What would it be like to dump your negative beliefs in order to free up the emotional capital needed to invest in the growth of your right to health and happiness? How would it feel to dump the antiquated and costly thoughts of pessimism and buy into the priceless value of health and happiness while the price of obtaining both of these are at an all-time low?
I see this as trading emotional places. There is a remarkable opportunity to trade your dead shares of fear for the infinite wealth of health. A conscious move like this would certainly make Emerson smile at your gallantry since he believed that "the first wealth is health."
We have such a grand opportunity to become self-reliant in our inherent nature of becoming loving people whenever we so choose. Science proves that positive psychology and neuroplasticity build resiliency in the brain. By growing both it will improve the quality of your life. So make it a daily habit to nurture your seeds to grow wherever you might find yourself emotionally or physically.
When you buy into this understanding, wear wealth's wreath proudly wherever you go. Whether it's at a grocery store where mobs of people are buying up all the bread, bottled water and batteries they can cram into their shopping cart, or the church where crowds are clamoring in droves to kneel before the possibility of hope and redemption. People will notice you wearing your new wealth, though they won't immediately put a finger on what is different about you.
Be aware that the tallest flower in a field of Daisies gets picked first. This means that people will start to ask you about what you are doing that has your being looking and feeling so vibrant. Tell them your story about how you became wealthy as soon as you decided to do so. Educate them on the strategies you used to turn your frown upside down right smack in the face of certain annihilation. Notice the swelling of your strength lifting your happiness even higher as you pass on the good work of the Gods.

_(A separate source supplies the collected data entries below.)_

PR #22886, opened 2024-05-31
Fix boolean precedence

elharo:
## Description
&& is evaluated before ||. The opposite was needed, so use parentheses. 

## Motivation and Context
I'm not sure where this code is used, but it looks like a real bug. However, it probably didn't bite because we don't have any coercers from byte or short.

## Impact
??

## Test Plan
CI

## Contributor checklist

- [x] CI passed.

## Release Notes

```
== NO RELEASE NOTES ==
```

### DIFF
--- a/presto-hive/src/main/java/com/facebook/presto/hive/HiveCoercer.java
+++ b/presto-hive/src/main/java/com/facebook/presto/hive/HiveCoercer.java
@@ -81,10 +81,10 @@ public interface HiveCoercer
         else if (fromType instanceof VarcharType && (toHiveType.equals(HIVE_BYTE) || toHiveType.equals(HIVE_SHORT) || toHiveType.equals(HIVE_INT) || toHiveType.equals(HIVE_LONG))) {
             return new VarcharToIntegerNumberCoercer(fromType, toType);
         }
-        else if (fromHiveType.equals(HIVE_BYTE) && toHiveType.equals(HIVE_SHORT) || toHiveType.equals(HIVE_INT) || toHiveType.equals(HIVE_LONG)) {
+        else if (fromHiveType.equals(HIVE_BYTE) && (toHiveType.equals(HIVE_SHORT) || toHiveType.equals(HIVE_INT) || toHiveType.equals(HIVE_LONG))) {
             return new IntegerNumberUpscaleCoercer(fromType, toType);
         }
-        else if (fromHiveType.equals(HIVE_SHORT) && toHiveType.equals(HIVE_INT) || toHiveType.equals(HIVE_LONG)) {
+        else if (fromHiveType.equals(HIVE_SHORT) && (toHiveType.equals(HIVE_INT) || toHiveType.equals(HIVE_LONG))) {
             return new IntegerNumberUpscaleCoercer(fromType, toType);
         }
         else if (fromHiveType.equals(HIVE_INT) && toHiveType.equals(HIVE_LONG)) {
--- a/presto-hive/src/test/java/com/facebook/presto/hive/TestCoercingFilters.java
+++ b/presto-hive/src/test/java/com/facebook/presto/hive/TestCoercingFilters.java
@@ -17,17 +17,31 @@ import com.facebook.presto.common.Subfield;
 import com.facebook.presto.common.predicate.TupleDomainFilter;
 import com.facebook.presto.common.predicate.TupleDomainFilter.BigintRange;
 import com.facebook.presto.common.predicate.TupleDomainFilter.BytesRange;
+import com.facebook.presto.common.type.TypeManager;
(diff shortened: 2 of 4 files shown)


presto-hive/src/main/java/com/facebook/presto/hive/HiveCoercer.java
```diff
@@ -81,10 +81,10 @@ static HiveCoercer createCoercer(TypeManager typeManager, HiveType fromHiveType,
         else if (fromType instanceof VarcharType && (toHiveType.equals(HIVE_BYTE) || toHiveType.equals(HIVE_SHORT) || toHiveType.equals(HIVE_INT) || toHiveType.equals(HIVE_LONG))) {
             return new VarcharToIntegerNumberCoercer(fromType, toType);
         }
-        else if (fromHiveType.equals(HIVE_BYTE) && toHiveType.equals(HIVE_SHORT) || toHiveType.equals(HIVE_INT) || toHiveType.equals(HIVE_LONG)) {
+        else if (fromHiveType.equals(HIVE_BYTE) && (toHiveType.equals(HIVE_SHORT) || toHiveType.equals(HIVE_INT) || toHiveType.equals(HIVE_LONG))) {
```
yingsu00, line 84: @elharo Thanks for the fix. It does seem the original code has a bug. Will you be able to add some tests in com/facebook/presto/hive/TestCoercingFilters.java?

elharo: done

elharo (commented):
PTAL @yingsu00

presto-hive/src/test/java/com/facebook/presto/hive/TestCoercingFilters.java
```diff
@@ -70,4 +79,41 @@ public void testVarcharToInteger()
 
         assertFalse(coercingFilter.testNull());
     }
+
+    private final TypeManager typeManager = MetadataManager.createTestMetadataManager().getFunctionAndTypeManager();
```
yingsu00, line 83: In Presto, the data fields are defined at the beginning of the class. Could you please move this to line 40?

presto-hive/src/test/java/com/facebook/presto/hive/TestCoercingFilters.java
```diff
@@ -70,4 +79,41 @@ public void testVarcharToInteger()
...
+
+    @Test
+    public void testShortToInteger()
```
yingsu00, line 86: I think it's ok to put all these test cases into one test, but it's up to you.

presto-hive/src/test/java/com/facebook/presto/hive/TestCoercingFilters.java
```diff
@@ -70,4 +79,41 @@ public void testVarcharToInteger()
...
+    {
+        HiveCoercer coercer = HiveCoercer.createCoercer(typeManager, HIVE_SHORT, HIVE_INT);
```
yingsu00, line 88: Can we add some negative tests that the original code would fail? E.g. fromType is HIVE_DOUBLE and toType is HIVE_SHORT. Such case would create the VarcharToIntegerNumberCoercer before this fix, because the condition `toHiveType.equals(HIVE_SHORT)` on line 288 is true, but this is actually incorrect. In the test this shall throw an error and we need to verify the exception is thrown as expected.

elharo: done

presto-hive/src/test/java/com/facebook/presto/hive/TestCoercingFilters.java
elharo: Putting them in separate tests decouples them so they can pass or fail and be debugged independently of each other.

elharo (commented):
PTAL

presto-hive/src/test/java/com/facebook/presto/hive/TestCoercingFilters.java
```diff
@@ -17,17 +17,31 @@
...
+import static com.facebook.presto.hive.HiveType.HIVE_INT;
+import static com.facebook.presto.hive.HiveType.HIVE_LONG;
+import static com.facebook.presto.hive.HiveType.HIVE_SHORT;
+import static org.testng.Assert.assertEquals;
 import static org.testng.Assert.assertFalse;
 import static org.testng.Assert.assertTrue;
 
 public class TestCoercingFilters
 {
+    private final TypeManager typeManager = MetadataManager.createTestMetadataManager().getFunctionAndTypeManager();
```
arhimondr, line 43: nit: You can create it in `@BeforeClass` and destroy it in `@AfterClass(alwaysRun=true)` to save memory

arhimondr (approved):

Opportunities are to be had for the brave soul that realizes the magic and wealth of now. Just ask Virgil--“Fortune favors the bold.” In these times that try men’s souls all that can be done is to improve yourself, invest in yourself and believe that good will come.
We cannot in these moments give up and it is our moral obligation to instead, endeavor to be the very best humans we can be and stand ready to bring better times to this world. In health and wellness, we can and will ride out this current turmoil.